GIVEN DATA:
PR #41, opened 2016-04-06
quick fix for kub env

macat:
broadway didn't pick up native kubernetes env variables.


deployment/config.go
```diff
@@ -19,7 +20,8 @@ func IsKubernetesEnv() bool {
 
 	for _, file := range files {
 		fi, err := os.Stat(file)
-		if err != nil || !fi.IsDir() {
+		if err != nil || fi.IsDir() {
```
cored: @macat could you add a test for this please.

PR #44, opened 2016-04-07
quick and dirty slack setvars

therealplato:
This PR sets vars on an existing instance when the appropriate slack command is received by the server.

it does NOT verify that all vars are listed in the instance's playbook
it DOES allow you to set a var to an empty string
it does NOT allow you to set a var or value containing a space character
it does NOT redeploy if the instance is already deployed


server/server.go
```diff
@@ -236,6 +239,39 @@ func doCommand(s *Server, text string) (int, string, error) {
...
+				return http.StatusOK, "Instance Not Found", nil
+			default:
+				glog.Errorf("Problem with is.Show(%s, %s): %s", commands[1], commands[2], err)
+				return http.StatusInternalServerError, "Server Error", err
+			}
+		}
+		vars := make(map[string]string)
+		kvs := commands[3:]
+		for _, kv := range kvs {
+			kv = strings.TrimSuffix(kv, "=")
```
macat: I'd like to suggest another version here. This way values could contain equal (=) characters and save a couple of lines and operations.

```go
tmp := strings.SplitN(kv, "=", 2)
if len(tmp) < 2 || tmp[0] == "" {
  // commandhint
}
```

server/server.go
```diff
@@ -236,6 +239,37 @@ func doCommand(s *Server, text string) (int, string, error) {
...
+		vars := make(map[string]string)
+		kvs := commands[3:]
+		for _, kv := range kvs {
+			tmp := strings.SplitN(kv, "=", 2)
+			if len(tmp) < 2 || tmp[0] == "" {
+				return http.StatusOK, commandHint, nil
+			}
+			vars[tmp[0]] = tmp[1]
+		}
+		i.Vars = vars
```
cored: @therealplato This implementation is wrong; you are updating all the variables without checking if the instance defines that particular variable in the playbook.

macat:
https://github.com/namely/broadway/pull/46

PR #45, opened 2016-04-07
RFC: Reorganize file structure

therealplato:
I'm unhappy with our current file structure, what does the team think of this change?
Our packages except for `env` are been moved into a new `broadway` package.
I envision this `broadway` package as the sole interface used by broadway clients, whether they are importing the broadway package or invoking behavior from CLI or invoking behavior from HTTP.

`thirdparty.go.bak` and `broadwayctl.go.bak` illustrate some ways the broadway package could act as an entry point.

Todo: Consolidate `broadway/*` packages; move server package to top level and make it depend only on the `broadway` package

screen shot 2016-04-07 at 9 33 20 am


macat:
Seen other projects using `pkg` folder for lib packages (https://github.com/coreos/etcd/tree/master/pkg https://github.com/kubernetes/kubernetes/tree/master/pkg).

I'm not a big fan of broadway/broadway style package names. Too long and unnecessary.

Also our project is not big enough to start hiding these folders yet.

poopoothegorilla:
yeh i donna how i feel about this either "github.com/namely/**broadway/broadway**/store"

macat:
Can we close this?

therealplato:
Closing; will improve structure more gradually e.g. #47 
See also my broadway-as-a-package usage idea, vanishing with this branch:
https://gist.github.com/therealplato/75177a442eb7d7a904ad30bfe4c359b8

TASK TO CARRY OUT: Quote all the records exactly, please, leaving none out.

SOLUTION BELOW:
PR #41, opened 2016-04-06
quick fix for kub env

macat:
broadway didn't pick up native kubernetes env variables.


deployment/config.go
```diff
@@ -19,7 +20,8 @@ func IsKubernetesEnv() bool {
 
 	for _, file := range files {
 		fi, err := os.Stat(file)
-		if err != nil || !fi.IsDir() {
+		if err != nil || fi.IsDir() {
```
cored: @macat could you add a test for this please.

PR #44, opened 2016-04-07
quick and dirty slack setvars

therealplato:
This PR sets vars on an existing instance when the appropriate slack command is received by the server.

it does NOT verify that all vars are listed in the instance's playbook
it DOES allow you to set a var to an empty string
it does NOT allow you to set a var or value containing a space character
it does NOT redeploy if the instance is already deployed


server/server.go
```diff
@@ -236,6 +239,39 @@ func doCommand(s *Server, text string) (int, string, error) {
...
+				return http.StatusOK, "Instance Not Found", nil
+			default:
+				glog.Errorf("Problem with is.Show(%s, %s): %s", commands[1], commands[2], err)
+				return http.StatusInternalServerError, "Server Error", err
+			}
+		}
+		vars := make(map[string]string)
+		kvs := commands[3:]
+		for _, kv := range kvs {
+			kv = strings.TrimSuffix(kv, "=")
```
macat: I'd like to suggest another version here. This way values could contain equal (=) characters and save a couple of lines and operations.

```go
tmp := strings.SplitN(kv, "=", 2)
if len(tmp) < 2 || tmp[0] == "" {
  // commandhint
}
```

server/server.go
```diff
@@ -236,6 +239,37 @@ func doCommand(s *Server, text string) (int, string, error) {
...
+		vars := make(map[string]string)
+		kvs := commands[3:]
+		for _, kv := range kvs {
+			tmp := strings.SplitN(kv, "=", 2)
+			if len(tmp) < 2 || tmp[0] == "" {
+				return http.StatusOK, commandHint, nil
+			}
+			vars[tmp[0]] = tmp[1]
+		}
+		i.Vars = vars
```
cored: @therealplato This implementation is wrong; you are updating all the variables without checking if the instance defines that particular variable in the playbook.

macat:
https://github.com/namely/broadway/pull/46

PR #45, opened 2016-04-07
RFC: Reorganize file structure

therealplato:
I'm unhappy with our current file structure, what does the team think of this change?
Our packages except for `env` are been moved into a new `broadway` package.
I envision this `broadway` package as the sole interface used by broadway clients, whether they are importing the broadway package or invoking behavior from CLI or invoking behavior from HTTP.

`thirdparty.go.bak` and `broadwayctl.go.bak` illustrate some ways the broadway package could act as an entry point.

Todo: Consolidate `broadway/*` packages; move server package to top level and make it depend only on the `broadway` package

screen shot 2016-04-07 at 9 33 20 am


macat:
Seen other projects using `pkg` folder for lib packages (https://github.com/coreos/etcd/tree/master/pkg https://github.com/kubernetes/kubernetes/tree/master/pkg).

I'm not a big fan of broadway/broadway style package names. Too long and unnecessary.

Also our project is not big enough to start hiding these folders yet.

poopoothegorilla:
yeh i donna how i feel about this either "github.com/namely/**broadway/broadway**/store"

macat:
Can we close this?

therealplato:
Closing; will improve structure more gradually e.g. #47 
See also my broadway-as-a-package usage idea, vanishing with this branch:
https://gist.github.com/therealplato/75177a442eb7d7a904ad30bfe4c359b8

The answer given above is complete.